燕昭王善其书,曰:“先人尝有德苏氏,子之之乱,而苏氏去燕。燕欲报仇于齐,非苏氏莫可。”乃召苏代,复善待之,与谋伐齐,竟破齐,齐湣王出走。

苏代约燕昭王秦召燕王,燕王欲往。

苏代约燕王曰:“楚得枳而国亡,齐得宋而国亡。齐、楚不得以有枳、宋事秦者,何也?是则有功者,秦之深仇也。秦取天下,非行义也,暴也。秦之行暴,正告天下。告楚曰:‘蜀地之甲,轻舟浮于汶,乘夏水而下江,五日而至郢。汉中之甲,轻舟出于巴,乘夏水而下汉,四日而至五渚。寡人积甲宛,东下随,智者不及谋,勇者不及怒,寡人如射隼矣。王乃待天下之攻函谷,不亦远乎?’楚王为是之故,十七年事秦。
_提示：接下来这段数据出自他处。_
PR #983, opened 2022-09-15
Make preferred_dir content manager trait

vidartf:
Move the preferred_dir trait to content manager, but keep the old one for backwards compatibility. The new location should also cause the value to be read later in the init, allowing us to avoid the deferred validation. Also fixes an issue with escaping the root dir on Windows if an absolute path is passed.


vidartf:
@kevin-bates highlighted to check if a change needs to happen in JupyterLab to pick up the value from the new trait or not

kevin-bates:
Thanks for submitting this PR @vidartf!

I had a chance to run with your branch a bit and agree these related (and duplicated) trait scenarios are difficult!

If I run server with a `preferred_dir` that exists, but as a sibling to `root_dir`, that config violation does not appear to be detected until Lab goes to fetch `preferred_dir` from the contents service.  For example, this command line:
```bash
$ jupyter lab --ServerApp.preferred_dir=~/dev --ServerApp.root_dir=~/notebooks
```
will produce this output...
```
...
    To access the server, open this file in a browser:
        file:///Users/kbates/Library/Jupyter/runtime/jpserver-59158-open.html
    Or copy and paste one of these URLs:
        http://localhost:8888/lab?token=911cbde8ca5eba77311ecd2019f2022a67d6df6461766d71
     or http://127.0.0.1:8888/lab?token=911cbde8ca5eba77311ecd2019f2022a67d6df6461766d71
[W 2022-09-15 11:45:35.671 ServerApp] 404 GET /api/contents/dev?content=1&1663267535664 (::1): file or directory does not exist: 'dev'
[W 2022-09-15 11:45:35.672 ServerApp] wrote error: "file or directory does not exist: 'dev'"
[W 2022-09-15 11:45:35.672 ServerApp] 404 GET /api/contents/dev?content=1&1663267535664 (95b61f48f2ef4d63bb464bbf09ba3f32@::1) 1.50ms referer=http://localhost:8888/lab
```
with this dialog in Lab (which I know is unrelated but thought I'd include)...
image

However, setting preferred_dir on the CM (or `FileContentsManager`) via the CLI does catch things early...
```bash
$ jupyter lab --ContentsManager.preferred_dir=~/dev --ServerApp.root_dir=~/notebooks
...
[C 2022-09-15 11:50:30.021 ServerApp] Bad config encountered during initialization: No such directory: ''/Users/kbates/dev''
```
((I wonder if we should change this messaging to something like f"Preferred_dir {value} does not exist or is not a sub-directory or root_dir"?))


I'm also not seeing the deprecation warning under any circumstances - nor hitting a breakpoint in `FileContentsManager._default_preferred_dir()`.  I do hit the validator in ServerApp when defining `--ServerApp.preferred_dir` and wonder if the contents manager's validator should just duplicate the one in ServerApp (and not defer to super()) and move the deprecation warning to that `ServerApp._preferred_dir_validate()`?

vidartf:
> @kevin-bates highlighted to check if a change needs to happen in JupyterLab to pick up the value from the new trait or not

Yes, a change to jupyterlab-server would be needed here: https://github.com/jupyterlab/jupyterlab_server/blob/4263852881fd2bd181712dcabac1bda176886cd5/jupyterlab_server/handlers.py#L90-L99

kevin-bates:
Thanks for the update @vidartf.  

Lately, I've been hearing that it's not uncommon for a given installation to be using multiple instances (and types) of ContentsManager simultaneously.  For references like that above in `jupyterlab_server`, would only the ContentsManager that is configured on ServerApp be considered _the_ ContentsManager from which `preferred_dir` is used?

vidartf:
> If I run server with a `preferred_dir` that exists, but as a sibling to `root_dir`, that config violation does not appear to be detected until Lab goes to fetch `preferred_dir` from the contents service. 

Given that these traits are being deprecated, I think it will probably be okay if their validation behavior is not the most user friendly, as long as it is eventually correct. But I will have a look to see if I can force a validation at some point during startup if the deprecated traits are being set.

> (I wonder if we should change this messaging to something like f"Preferred_dir {value} does not exist or is not a sub-directory or root_dir"?)

Makes sense.

> I'm also not seeing the deprecation warning under any circumstances - nor hitting a breakpoint in `FileContentsManager._default_preferred_dir()`.

I'll have a look.

vidartf:
Please test it with https://github.com/jupyterlab/jupyterlab_server/pull/324

kevin-bates:
Thanks @vidartf - I'll try to take this (and 324) for a spin this afternoon.

jupyter_server/services/contents/filemanager.py
```diff
@@ -55,6 +56,31 @@ def _validate_root_dir(self, proposal):
...
+                return os.path.relpath(value, self.root_dir).replace(os.path.sep, "/")
+        return "/"
+
+    @validate("preferred_dir")
+    def _validate_preferred_dir(self, proposal):
+        try:
+            return super()._validate_preferred_dir(proposal)
+        except HTTPError as e:
+            raise TraitError(e.log_message) from e
+
```
kevin-bates, line 83: This block isn't _currently_ necessary. 
```suggestion
```

kevin-bates (commented):
Hi @vidartf - the changes look good.  In one of the comments I provide analysis relative to an arguably questionable scenario that winds up in a rabbit hole - although I think the jupyterlab_server handler could be a bit more robust, I just wasn't sure if errors can be raised at that level.

jupyter_server/services/contents/filemanager.py
```diff
@@ -55,6 +56,31 @@ def _validate_root_dir(self, proposal):
...
+    def _default_preferred_dir(self):
+        try:
+            value = self.parent.preferred_dir
+        except AttributeError:
+            pass
+        else:
+            if value is not None:
+                warnings.warn(
+                    "ServerApp.preferred_dir config is deprecated in jupyter-server 2.0. Use ContentsManager.preferred_dir with a relative path instead",
+                    DeprecationWarning,
```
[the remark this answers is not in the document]
vidartf: A quick search through the code-base shows that `DeprecationWarning` is the general pattern that we use for deprecations. I think we should be consistent in how we flag deprecations, so the question is whether this deprecation is different in any way to warrant a different warning type.

jupyter_server/services/contents/filemanager.py
vidartf: While improved error handling isn't strictly *needed*, it can still be *helpful*. E.g. if I pass the argument `--ContentsManager.preferred_dir=../foo`, then with the above code I get:

```
[C 2022-10-15 14:07:03.177 ServerApp] Bad config encountered during initialization: ../example is outside root contents directory
```

Removing it, I get a much harder to parse:

```
  File "<env dir>\Scripts\jupyter-lab-script.py", line 9, in <module>
    sys.exit(main())
  File "<dev dir>\jupyter_server\jupyter_server\extension\application.py", line 598, in launch_instance
    serverapp = cls.initialize_server(argv=args)
  File "<dev dir>\jupyter_server\jupyter_server\extension\application.py", line 568, in initialize_server
    serverapp.initialize(
  File "<env dir>\lib\site-packages\traitlets\config\application.py", line 110, in inner
  File "<dev dir>\jupyter_server\jupyter_server\serverapp.py", line 2477, in initialize
    self.init_configurables()
  File "<dev dir>\jupyter_server\jupyter_server\serverapp.py", line 1834, in init_configurables
    self.contents_manager = self.contents_manager_class(
  File "<env dir>\lib\site-packages\traitlets\config\configurable.py", line 109, in __init__
    self.config = config
  File "<env dir>\lib\site-packages\traitlets\traitlets.py", line 715, in __set__
    self.set(obj, value)
  File "<env dir>\lib\site-packages\traitlets\traitlets.py", line 704, in set
    obj._notify_trait(self.name, old_value, new_value)
  File "<env dir>\lib\site-packages\traitlets\traitlets.py", line 1374, in _notify_trait
    self.notify_change(
  File "<env dir>\lib\site-packages\traitlets\traitlets.py", line 1386, in notify_change
    return self._notify_observers(change)
  File "<env dir>\lib\site-packages\traitlets\traitlets.py", line 1431, in _notify_observers
    c(event)
  File "<env dir>\lib\site-packages\traitlets\traitlets.py", line 1045, in compatible_observer
    return func(self, change)
  File "<env dir>\lib\site-packages\traitlets\config\configurable.py", line 218, in _config_changed
    self._load_config(change.new, traits=traits, section_names=section_names)
  File "<env dir>\lib\site-packages\traitlets\config\configurable.py", line 200, in _load_config
    warn(msg)
  File "<env dir>\lib\contextlib.py", line 124, in __exit__
    next(self.gen)
  File "<env dir>\lib\site-packages\traitlets\traitlets.py", line 1348, in hold_trait_notifications
    value = trait._cross_validate(self, getattr(self, name))
  File "<env dir>\lib\site-packages\traitlets\traitlets.py", line 729, in _cross_validate
    value = obj._trait_validators[self.name](obj, proposal)
  File "<env dir>\lib\site-packages\traitlets\traitlets.py", line 1132, in __call__
    return self.func(*args, **kwargs)
  File "<dev dir>\jupyter_server\jupyter_server\services\contents\filemanager.py", line 79, in _validate_preferred_dir
    return super()._validate_preferred_dir(proposal)
  File "<dev dir>\jupyter_server\jupyter_server\services\contents\manager.py", line 89, in _validate_preferred_dir
    if not self.dir_exists(value):
  File "<dev dir>\jupyter_server\jupyter_server\services\contents\filemanager.py", line 187, in dir_exists
    os_path = self._get_os_path(path=path)
  File "<dev dir>\jupyter_server\jupyter_server\services\contents\fileio.py", line 262, in _get_os_path
    raise HTTPError(404, "%s is outside root contents directory" % path)
tornado.web.HTTPError: HTTP 404: Not Found (../example is outside root contents directory)
```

秦正告韩曰:‘我起乎少曲,一日而断太行;我起乎宜阳,而触平阳,二日而莫不尽繇;我离两周而触郑,五日而国举。’韩氏以为然,故事秦。秦正告魏曰:‘我举安邑,塞女戟,韩氏、太原卷。下轵道,道南阳、封、冀,兼包两周,乘夏水,浮轻舟,强弩在前,铦戟在后。决荥口,魏无大梁;决白马之口,魏无黄、济阳;决宿胥之口,魏无虚、顿丘。陆攻则击河内,水攻则灭大梁。’魏氏以为然,故事秦。秦欲攻安邑,恐齐据之,则以宋委于齐,日:‘宋王无道,为木人以象寡人,射其面。寡人地绝兵远,不能攻也。王苟能破宋有之,寡人如自得之。’已得安邑,塞女戟,因以破宋为齐罪。秦欲攻韩,恐天下救之,则以齐委于天下,曰:‘齐王四与寡人约,四欺寡人,必率天下以攻寡人者三。有齐无秦,有秦无齐,必伐之,必亡之!’已得宜阳、少曲,致蔺、离石,因以破齐为天下罪。秦欲攻魏,重楚,则以南阳委于楚,日:‘寡人固与韩且绝矣!残均陵,塞黾阨,苟利于楚,寡人如自有之。’魏弃与国而合于秦,因以塞黾阢为楚罪。兵困于林中,重燕、赵,以胶东委于燕,以济西委于赵。已得讲于魏,质公子延,因犀首属行而攻赵。兵伤于离石,遇败于马陵,而重魏,则以叶、蔡委于魏。已得讲于赵,则劫魏,魏不为割。困则使太后、穰侯为和,赢则兼欺舅与母。适燕者曰‘以胶东’,适赵者曰‘以济西’,适魏者日‘以叶、蔡’,适楚者曰‘以塞黾阨’,适齐者曰‘以宋’,必令其言如循环,用兵如刺蜚,母不能制,舅不能约。龙贾之战,岸门之战,封陵之战,高商之战,赵庄之战,秦之所杀三晋之民数百万。今其生者,皆死秦之孤也。西河之外,上雒之地,三川晋国之祸,三晋之半。秦祸如此其大,而燕、赵之秦者,皆以争事秦说其主,此臣之所大患也。”

苏厉为齐遗赵惠文王书

臣闻古之贤君,其德行非布于海内也,教顺非洽于人民也,祭祀时享非数常于鬼神也。甘露降,时雨至,年丰谷熟,民不疾疫,众人善之,然而贤主图之。今足下之贤行功力,非数加于秦也;怨毒积怒,非素深于齐也。秦、赵与国,以强征兵于韩,秦诚爱赵乎,其实憎齐乎?物之甚者,贤主察之。秦非爱赵而憎齐也,欲亡韩而吞二周,故以齐啖天下;恐事之不合,故出兵以劫魏、赵;恐天下畏己也,故出质以为信;恐天下亟反也,故征兵于韩以威之。声以德与国,而实伐空韩。臣以秦计为必出于此。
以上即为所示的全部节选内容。